La escena estuvo en mi mente todo el día, subió, bajó, dio cualquier tipo de vueltas dentro de esta estructura absurdamente sentimental que me sostiene y me derrumba, todavía, a pesar del rosario de años que ha alargado mi vida. Me quedo con la intimidad casi mística del momento, permanece en mí, en ese sitio que guarda el centro de mi centro donde está la niña que fui y que soy, con la canción enredada en mis labios.
La guitarra, el tono rosa de la imagen, impasible y luminoso. La ventana y su cascada de sol. La camita de hierro, los pies de la pequeña colgando -le falta crecer tanto para ponerlos sobre la tierra.- Dos trenzas oscuras, una sonrisa en su rostro redondo, su asombro de niña, tanta felicidad. Conecta con cada palabra, con la mirada y el mensaje de su papá. Un charro flacucho y tierno quien, al compás de su guitarra de calaca, pide en palabras de canción que lo recuerde. A pesar de la despedida, a pesar de la distancia. Sus ojos tristes saben del espacio inmenso que habrá de separarlos. Cuando escuche alguna guitarra triste -canta a su hija- ha de saber que aunque lejos, está con ella de la única forma que conoce, cantando su canción secreta.
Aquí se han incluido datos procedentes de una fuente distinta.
PR #123, opened 2020-10-20
Add new gui assets to fix failing TravisCI build

toofishes:
These assets were newly added with the last gui library update, but were
not checked into git. The latest master build in TravisCI is failing as
a result: https://travis-ci.org/github/OpenEVSE/ESP32_WiFi_V3.x/builds/737070599


glynhudson:
Thanks :+1:

PR #125, opened 2020-10-25
Configurable AP passphrase

ceesb:
I added a configurable passphrase for WiFi AP under the "advanced settings" menu.

### DIFF
--- a/src/app_config.cpp
+++ b/src/app_config.cpp
@@ -19,7 +19,12 @@
 
 // Wifi Network Strings
 String esid;
+
+// passphrase for Client mode
 String epass;
+
+// passphrase for Access Point mode
+String apass;
 
 // Web server authentication (leave blank for none)
 String www_username;
@@ -77,6 +82,7 @@ ConfigOpt *opts[] =
 // Wifi Network Strings
   new ConfigOptDefenition<String>(esid, "", "ssid", "ws"),
   new ConfigOptSecret(epass, "", "pass", "wp"),
+  new ConfigOptDefenition<String>(apass, "openevse", "apass", "apass"),
 
 // Web server authentication (leave blank for none)
   new ConfigOptDefenition<String>(www_username, "", "www_username", "au"),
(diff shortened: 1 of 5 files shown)


glynhudson:
I notice you have included a change to point the GUI sub-module to https://github.com/ceesb/openevse_wifi_gui, I don't think this was intentional. Can you amend?

ceesb:
Ah sorry, I fixed that. The sub-module stuff is confusing when you fork it ;)

There is another issue that I'm unable to fix, and that is the (client side) validation of input fields in the web interface. This is especially relevant for the AP passphrase, since you need more than 8 characters or the AP will not come up anymore. I looked into "knockout-validation" to get the input fields validated client side, but I lack the web development skills to enable this correctly. 

If you want, I can add another save-ap-passhphrase end-point in the webserver that does validation server side, but than I can't have the passphrase field under the "advanced settings" tab.

glynhudson:
What do you think of this PR @jeremypoulter? This would be a good feature to add. Would be best to wait until V4.0 is ready?

src/app_config.cpp
```diff
@@ -77,6 +82,7 @@ ConfigOpt *opts[] =
 // Wifi Network Strings
   new ConfigOptDefenition<String>(esid, "", "ssid", "ws"),
   new ConfigOptSecret(epass, "", "pass", "wp"),
+  new ConfigOptDefenition<String>(apass, "openevse", "apass", "apass"),
```
jeremypoulter, line 85: The second name should be short to save flash space but the first can be a bit more descriptive
```suggestion
  new ConfigOptDefenition<String>(apass, "openevse", "ap_pass", "ps"),
```

jeremypoulter:
Can add to v3 or v4 does not look to have anything that would conflict. just a minor change suggested

jeremypoulter:
Oh and the issue @ceesb mentions about validation, I will give it some consideration on how to add validation to the generic endpoint, probably more than just the AP password should be validated. In terms of doing it in the GUI, there is an example here: https://github.com/openevse/openevse_wifi_gui/blob/wifi_timer_updates/src/view_models/OpenEvseWiFiViewModel.js#L466-L477

jeremypoulter:
Superceeded by #595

Un muerto evoca con penar y nostalgia el momento cuando la anciana era niña y él le daba amor cantando. Robo su momento. Me conduce a mi muerto y a mí, niña aún, pies colgando. El mío no cantó para que lo recordara. No fue necesario, si lo encuentro en miles de canciones, en ventanas, en otros bigotes, en sus nietos, en preguntas sin respuesta … en una película animada.
Ver Coco me hizo añicos. También me reconstruyó. ¿Quién tuvo la brillante idea de recomendármela? ¿Quién, en esta etapa de abismal melancolía?
Hay películas que tocan fibras tan frágiles como el nudo mal hecho que, al soltarse, tira al suelo la precaria solidez que mantenemos. Lo bueno es darse cuenta y permitírnoslo. Ser fuerte puede ser agotador.